Es muy posible que la versión extendida sea mucho mejor que esta, que es un desastre.

¿Qué Revolución?

Varios de los problemas de la película van más allá de la compresión absurda de hechos complejos en tan poco tiempo. Es complicado asumir a un Joaquin Phoenix casi cincuentón como el teniente coronel de 24 años que comandó la toma de Toulon. La energía y la impresión provocada por Bonaparte no es separable de su juventud, y cuando vemos a un Phoenix indolente recibir el comando de la misión, parece más bien un veterano experimentado que nunca llegó a mayores, y no el joven entusiasta republicano que había ganado la simpatía de los líderes revolucionarios y que tenía una ambición infinita.

Mucho más grave que el asunto de la edad es que este Napoleón apenas califica como un personaje. En forma similar a cuando Marlon Brando o Al Pacino no veían demasiado sentido en algunas películas en las que actuaban, Phoenix medio que se limita a inventar una manera de caminar (de por sí medio perezosa, balanceándose despacio de un lado hacia el otro) y poner caras interesantes pero de sentido polivalente. Nunca se le nota entusiasmo por nada, nunca entendemos qué piensa. Se comporta como un demente: mete la mano por entre las entrañas de su caballo muerto para agarrar la bala de cañón ensangrentada que lo hirió y se la entrega a su hermano Lucien para que se la lleve a la mamá de ambos (¿a santo de qué?). En Egipto, parece divertirse ordenando que disparen un cañonazo contra el tope de una de las pirámides de Guiza, y luego juguetea bizarramente con una momia. Frente a su esposa Josefina parece alternativamente autoritario, sumiso o indiferente, mientras le escribe cartas declarando su amor.

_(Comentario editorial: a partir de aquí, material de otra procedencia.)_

PR #23014, opened 2026-08-03
Allow `self` as the last segment of a path

### LINKED ISSUE #23000: FP syntax error `use std::fmt::self;`
```rust
use std::fmt::self;
fn main () {}
```
this compiles but ra diagnostics say
```
at crate ra, file /tmp/ra/src/main.rs: Error SyntaxError from LineCol { line: 0, col: 14 } to LineCol { line: 0, col: 18 }: Syntax Error: The `self` keyword is only allowed as the first segment of a path
```

hongjr03:
Closes rust-lang/rust-analyzer#23000.

### DIFF
--- a/crates/hir-expand/src/mod_path.rs
+++ b/crates/hir-expand/src/mod_path.rs
@@ -315,6 +315,7 @@ fn convert_path(
     for segment in segments {
         let name = match segment.kind()? {
             ast::PathSegmentKind::Name(name) => name.as_name(),
+            ast::PathSegmentKind::SelfKw => continue,
             _ => return None,
         };
         mod_path.segments.push(name);
--- a/crates/syntax/src/validation.rs
+++ b/crates/syntax/src/validation.rs
@@ -285,11 +285,11 @@ fn validate_range_expr(expr: ast::RangeExpr, errors: &mut Vec<SyntaxError>) {
 fn validate_path_keywords(segment: ast::PathSegment, errors: &mut Vec<SyntaxError>) {
     let path = segment.parent_path();
     let is_path_start = segment.coloncolon_token().is_none() && path.qualifier().is_none();
-
     if let Some(token) = segment.self_token() {
-        if !is_path_start {
+        let is_last_segment = path.parent_path().is_none();
+        if !is_path_start && !is_last_segment {
             errors.push(SyntaxError::new(
-                "The `self` keyword is only allowed as the first segment of a path",
+                "The `self` keyword is only allowed at the start or at the end of a path",
                 token.text_range(),
             ));
         }
--- a/crates/hir-def/src/nameres/tests/imports.rs
+++ b/crates/hir-def/src/nameres/tests/imports.rs
@@ -41,6 +41,26 @@ mod foo {
 }
 
 #[test]
+fn trailing_self_import() {
+    check(
+        r#"
+mod fmt {
+    pub struct Thing;
+}
+pub use fmt::self as alias;
+"#,
+        expect![[r#"
+            crate
+            - alias : type (import)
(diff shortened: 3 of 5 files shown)


crates/syntax/src/validation.rs
```diff
@@ -285,11 +285,16 @@ fn validate_range_expr(expr: ast::RangeExpr, errors: &mut Vec<SyntaxError>) {
...
     let is_path_start = segment.coloncolon_token().is_none() && path.qualifier().is_none();
-
     if let Some(token) = segment.self_token() {
-        if !is_path_start {
+        let mut outer = path;
+        while let Some(parent) = outer.syntax().parent().and_then(ast::Path::cast) {
+            outer = parent;
+        }
+        let is_last_segment =
+            outer.qualifier().is_some() && outer.segments().clone().last() == Some(segment.clone());
```
ChayimFriedman2:
```suggestion
        let is_last_segment = path.parent_path().is_none();
```
Not only this is less efficient, this is also incorrect as `use self as foo` is valid.

*[View changes since the review](https://triagebot.infra.rust-lang.org/gh-changes-since/rust-lang/rust-analyzer/23014/83a2d22933a94e27b03ce9c88d87f87e21ebe371..9453873dcdea8bbefb2b47f74fa8b13acae5e8dd)*

crates/hir-expand/src/mod_path.rs
```diff
@@ -312,12 +312,20 @@ fn convert_path(
...
+                } else {
+                    // `foo::self::bar` is invalid
+                    None
+                };
+            }
             _ => return None,
-        };
-        mod_path.segments.push(name);
+        }
     }
```
ChayimFriedman2:
```suggestion
    for segment in segments {
        let name = match segment.kind()? {
            ast::PathSegmentKind::Name(name) => name.as_name(),
            ast::PathSegmentKind::SelfKw => continue,
            _ => return None,
        };
        mod_path.segments.push(name);
    }
```
Since putting `self` in the middle is invalid (and also has an error), we're free to handle it as we like, and this is simpler.

*[View changes since the review](https://triagebot.infra.rust-lang.org/gh-changes-since/rust-lang/rust-analyzer/23014/83a2d22933a94e27b03ce9c88d87f87e21ebe371..9453873dcdea8bbefb2b47f74fa8b13acae5e8dd)*

ChayimFriedman2 (changes requested):

ChayimFriedman2 (approved):
Please squash.

*[View changes since this review](https://triagebot.infra.rust-lang.org/gh-changes-since/rust-lang/rust-analyzer/23014/83a2d22933a94e27b03ce9c88d87f87e21ebe371..574d7da78d237bc2a7c73322a2615ba1fb0fc83e)*

crates/hir-expand/src/mod_path.rs
hongjr03: ~~This looks good but wouldn't this swallow the `foo::self::bar` error?~~ Sorry, I misunderstood.

hongjr03:
I also updated the modified snapshot so this line now passes the test.

https://github.com/rust-lang/rust-analyzer/pull/23014/changes#diff-614ce7f9d9bd1688871d8a961d85d217690e09b89d569312d6002aa83a58401aR2

ChayimFriedman2 (approved):
Thanks!

*[View changes since this review](https://triagebot.infra.rust-lang.org/gh-changes-since/rust-lang/rust-analyzer/23014/eedfe66ee6fc8d727bc99e7e2c264226416cfd57..d8d1b9c6b210c41e046e6c59f4ea6d8805d3f10a)*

Durante la ceremonia de anulación del casamiento, le propina un cachetazo delante de numerosos testigos. Acomete, espalda en puño, al frente del pelotón de caballería como si fuera un héroe bélico de la Grecia clásica, pero durante el golpe de Estado que lo convertiría en primer cónsul francés, huye asustado frente a unos políticos que lo acosan. En ningún momento vemos nada que sugiera que esa persona pueda haber sido el líder cuyo carisma valía, en el contexto de una batalla, “como 40.000 soldados” (el dicho es del Wellington histórico).

Tampoco abundan las muestras de su inteligencia brillante y su enorme cultura. Por momentos la película lo aborda como una mezcla de Vito y de Michael Corleone (de El padrino), pero sin que se entienda de dónde emana su poder: todos esos soldaditos lo siguen y mueren por él motivados por una fuerza ciega, invisible e indiscernible, como si fueran los Minions de un villano de 007 o los stormtroopers detrás de Darth Vader. En ningún momento nos importa un pepino el destino de esa persona: si termina bien o si termina mal, si gana o si pierde la batalla, si asciende o decae en los rangos del poder, si culmina bien su vínculo con Josefina o si se separan, si engendra o no un heredero.

Lo mismo pasa de parte de ella: luego de que el casamiento se anula, no queda nada claro por qué expresa grandes padecimientos, si en la práctica no perdió nada: sigue viviendo en un palacio, con abundantes recursos, su título de emperatriz y la oportunidad de tener amantes: no vimos absolutamente nada en su vínculo con Napoleón que sugiera que la separación la haya privado de algo o que motive su expresión de mujer sufrida del tercio final de la película.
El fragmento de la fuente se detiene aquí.